Following image displays a sample output:
operation: Delete Job
Input parameters
| Parameter |
Description |
| Parameters |
Specify parameters based on which a job is deleted from VMRAY.
For this operation, select ID. |
| Value |
Specify the ID of the job that you want to delete from the VMRAY. |
Output
The JSON output returns a Success message if VMRAY successfully deletes the job specified or an Error message containing the reason for failure.
operation: Delete Submission
Input parameters
| Parameter |
Description |
| Parameters |
Specify parameters based on which a submission is deleted from VMRAY.
For this operation, select ID. |
| Value |
Specify the ID of the submission that you want to delete from the VMRAY. |
Output
The JSON output returns a Success message if VMRAY successfully deletes the submission specified or an Error message containing the reason for failure.

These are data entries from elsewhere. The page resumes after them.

PR #2910, opened 2026-09-03
fix(rules): warn on import when a fold target still has folded non-root rules

### LINKED ISSUE #2743: Fold-collision targets duplicate their folded rules on every generate/import cycle
## Summary

For a target whose non-root rules are folded into its root file (`collisionPolicy: "fold"` — `codexcli`, `junie`, and the other fold targets), the cycle `generate` → `import` → `generate` duplicates the folded content once per cycle. Nothing warns.

## Reproduction (on `main`, `codexcli`)

`.rulesync/rules/overview.md` (`root: true`, body `root body`) and `.rulesync/rules/style.md` (`root: false`, body `style body`), then:

```bash
for i in 1 2 3; do
  rulesync generate --targets codexcli --features rules
  rulesync import  --targets codexcli --features rules
  grep -c 'style body' AGENTS.md
done
```

```
cycle 1: 1
cycle 2: 2
cycle 3: 3
```

`.rulesync/rules/` keeps `overview.md` and `style.md` throughout.

## Cause

`generate` folds `style.md` into the root file, so `AGENTS.md` contains both bodies. `import` then reads that root file back into `.rulesync/rules/overview.md` — now carrying the folded copy of `style body` — while `.rulesync/rules/style.md` is untouched, because import never deletes rulesync sources. The next `generate` folds `style.md` in again, on top of the copy that is already inside the imported root rule.

The same shape applies to any target that concatenates several rulesync rules into one output file: importing that file back cannot tell rulesync's own fold from hand-authored content.

## Why this is filed separately

It surfaced while reviewing #2742 (Junie's `.junie/rules` / `.junie/playbook.md` import-only roots), but it is not specific to that change — it reproduces on `main` with `codexcli`, which #2742 does not touch. #2742 gates Junie's read-only roots on `.junie/AGENTS.md` being absent, which removes Junie's own contribution to the loop; the general case is untouched.

## Possible directions

- On import, when the tool's root file was produced by a fold, drop the rulesync non-root rules whose bodies are already contained in it — matching content rather than re-adding it.
- Or make the fold emit a machine-readable marker per folded section, so import can split the root file back into the rules it came from (round-trip rather than re-read).
- Or, at minimum, warn on import of a fold target that still has non-root rules in `.rulesync/rules/`, so the duplication is visible instead of silent.

dyoshikawa:
## Summary

- `collisionPolicy: "fold"` targets (`codexcli`, `junie`, and others) concatenate every targeted non-root rule into one root output file on `generate`. Importing that root file back re-reads the already-folded content as a single new rulesync rule, while the original non-root rules stay in `.rulesync/rules/` untouched — the next `generate` folds both together, duplicating the content once per generate/import cycle with nothing to indicate why.
- This is the minimal "at minimum, warn on import of a fold target that still has non-root rules in `.rulesync/rules/`" option the issue records as the safe minimum, rather than attempting to detect or split out the specific duplicated content (which the root file has no marker to recover).
- Added `RulesProcessor.warnForFoldImportDuplicationRisk()`, called from `loadToolFiles()` only on the actual import path (not the `forDeletion`/orphan-sweep path). It checks whether any non-root rulesync rules already target the fold tool before the import runs, and if so warns that generating again will duplicate them.

## Testing

- `pnpm cicheck`
- Added three tests: the warning fires and names the duplicated rule for a `codexcli` fold-target import, it stays silent when no non-root rules exist yet, and it stays silent for a non-fold target.

Closes #2743

### DIFF
--- a/src/cli/commands/import.test.ts
+++ b/src/cli/commands/import.test.ts
@@ -131,6 +131,7 @@ describe("importCommand", () => {
         loadToolFiles: vi.fn().mockResolvedValue([{ file: "rule1" }]),
         convertToolFilesToRulesyncFiles: vi.fn().mockResolvedValue([{ rule: "converted" }]),
         writeAiFiles: vi.fn().mockResolvedValue({ count: 1, paths: [] }),
+        warnForFoldImportDuplicationRisk: vi.fn().mockResolvedValue(undefined),
       };
       vi.mocked(RulesProcessor).mockImplementation(function () {
         return mockRulesProcessor as any;
@@ -326,6 +327,7 @@ describe("importCommand", () => {
         loadToolFiles: vi.fn().mockResolvedValue([{ file: "rule1" }]),
         convertToolFilesToRulesyncFiles: vi.fn().mockResolvedValue([{ rule: "converted" }]),
         writeAiFiles: vi.fn().mockResolvedValue({ count: 2, paths: [] }),
+        warnForFoldImportDuplicationRisk: vi.fn().mockResolvedValue(undefined),
       };
       vi.mocked(RulesProcessor).mockImplementation(function () {
         return mockRulesProcessor as any;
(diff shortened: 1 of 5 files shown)


dyoshikawa:
@dyoshikawa Thank you!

Following image displays a sample output:
Included playbooks
The Sample-VMRAY-1.0.0 playbook collection comes bundled with the VMRAY connector. This playbook contains steps using which you can perform all supported actions. You can see the bundled playbooks in the Automation > Playbooks section in FortiSOAR™ after importing the VMRAY connector.
- Delete Job
- Delete Submission
- Get Analysis
- Get Jobs
- Get Metadefender Analysis
- Get Metadefender Jobs
- Get Prescripts
- Get Reputation Jobs
- Get Reputation Lookups
- Get Samples
- Get Submissions
- Get System Information
- Get Tags
- Get VirusTotal Analysis
- Get VirusTotal Jobs
- Submit Sample
- Submit Sample Url
- Submit URL
Note: If you are planning to use any of the sample playbooks in your environment, ensure that you clone those playbooks and move them to a different collection since the sample playbook collection gets deleted during connector upgrade and delete.